Monday, May 04, 2009

Cheap Chic Recessionista Cliche Chronicles Volume I: Shop Your Closet!

As many of you have surely noticed, one side effect of the bad economy has been the awkward attempts by fashion media to work realistic, affordable ideas into their coverage.

Ideally these tough times would mean more creative and useful style tips for the masses. In reality, it has meant the criminal overuse of the word "recessionista," condescending travelogues in which chic fashion writers venture into big box stores (eeeww!), and a level of worship for Forever 21 that surely violates the first commandment.

So, to hop on the bandwagon and to honor the 30 of you who voted as a joke that they'd like to see more such articles here (laughing now? ha!), I'd like to present the Cheap Chic Recessionista Cliche Chronicles, a parody of this disturbing trend in fashion journalism. These posts will be packed with cliches, condescending tones, and ridiculous tips that don't make any sense

And what better topic to start us off than the much-hyped "shop your closet" theory? While this is a great idea at its core--
look through your closet for older clothes you can make new again, instead of buying new stuff--and has been written about in wonderful creative ways by hard-hitting fashion bloggers like Sal and WendyB, "Shop Your Closet" articles usually look more like this:

Cheap Chic Recessionista Cliche Chronicles Volume 1: Shop Your Closet!

Every fabulous recessionista knows that in this economy, cheap chic is the way to go. And it doesn't get much cheaper or chicer than shopping in your closet! Seriously, rediscovering old clothes crammed in the back of your closet can be just as fun as shopping at a real live store if you follow these helpful tips:

+ Make your existing pieces feel luxe by buying price tags and attaching them to bargain pieces. For example, clip a "$1000" price tag onto a Forever 21 purse, then pick it up off the shelf, check the tag, and say something silly like, "Hmmm...not sure if I can afford this!" Nothing distracts from recessions and pandemics like a hearty LOL.

+ Take this idea to the next level and go buy expensive pieces from top designers like Prada or Louis Vuitton, rip the labels out, and affix them to your existing clothing and accessories.

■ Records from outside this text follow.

PR #441, opened 2020-09-16
Update .roll to use new dice emojis

### LINKED ISSUE #440: .dice doesn’t display emojis
## Description
After an update to the server's dice emojis' names (together with updated designs), the output of `.dice` will be the string of the old emoji names, instead of the new ones. This causes it to be displayed as text.

## Steps to Reproduce

Send `.roll` in any channel that accepts the command.

## Expected Behaviour

Assuming that the output is 3, the returned string should be:
`:dice_3:`

This would be converted to the correct emoji by Discord.

## Actual Behaviour

The output of `.dice` will be the string of the old emoji names, like this:
`:terning3:`

This is not displayed to an emoji.

## Known Impacted Platforms

- [x] Web
- [x] Desktop
- [x] Android App
- [x] iOS App

## Possible Solutions

Change the emoji names in the command to the new format:

- `:dice_1:`
- `:dice_2:`
- ...
- `:dice_6:`

gustavwilliam:
## Relevant Issues

Closes #440.

## Description

- Emojis in `constants.py` were replaced with the new emojis, following the dice redesign
- `.roll` command was updated to use the new emoji names in `constants.py`

## Did you:

### DIFF
--- a/bot/exts/evergreen/fun.py
+++ b/bot/exts/evergreen/fun.py
@@ -41,7 +41,7 @@ class Fun(Cog):
         elif num_rolls < 1:
             output = ":no_entry: You must roll at least once."
         for _ in range(num_rolls):
-            terning = f"terning{random.randint(1, 6)}"
+            terning = f"dice_{random.randint(1, 6)}"
             output += getattr(Emojis, terning, '')
         await ctx.send(output)
 
--- a/bot/exts/evergreen/fun.py
+++ b/bot/exts/evergreen/fun.py
@@ -41,8 +41,8 @@ class Fun(Cog):
         elif num_rolls < 1:
             output = ":no_entry: You must roll at least once."
         for _ in range(num_rolls):
-            terning = f"dice_{random.randint(1, 6)}"
-            output += getattr(Emojis, terning, '')
+            dice = f"dice_{random.randint(1, 6)}"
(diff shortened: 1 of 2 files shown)


bot/exts/evergreen/fun.py
```diff
@@ -41,7 +41,7 @@ async def roll(self, ctx: Context, num_rolls: int = 1) -> None:
         elif num_rolls < 1:
             output = ":no_entry: You must roll at least once."
         for _ in range(num_rolls):
-            terning = f"terning{random.randint(1, 6)}"
+            terning = f"dice_{random.randint(1, 6)}"
```
Den4200, line 44: Maybe also rename the variable to `dice` or `die`?

Den4200 (changes requested):
Nice, only one small request.

bot/exts/evergreen/fun.py
gustavwilliam: Sure; we could do that. The emojis on the server are called `dice_X`, though.

If we rename this, I think we should rename the server icons as well.

Den4200 (approved):
Looks good to me, thanks!

kwzrd (approved):
Thanks for the fix!

PR #443, opened 2020-09-18
Stop users from viewing messages they shouldn't.

kosayoda:
Using a user token, a user could fetch the message ID of a message in any channel, which may leak information when potential Message objects are automatically converted and parsed.

Now, the bot will only retrive text from a valid Message object if the user has read permissions for the message the channel is in.

image


kwzrd (approved):
Looks LGTM to me, tested with an alt in the dev server.

scragly (approved):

Shopping your closet gets much more fun when all your Gap tees magically become Dolce & Gabbana. (To be extra eco-friendly, repurpose the ripped-up designer items as dish rags.)

+ Consider hiring a full-time employee to work in your closet. Instruct them to greet you with a smile and help you choose outfits. They could even stand in the corner and look down their noses at you, if you want your closet to feel like an upscale boutique.

+ Install unflattering lighting to add to the ambiance.

+ Can't afford a good tailor? Do your own creative alterations to make old clothes feel new. For example, rip the crotch out of a pair of leather pants--voila, Instant chaps!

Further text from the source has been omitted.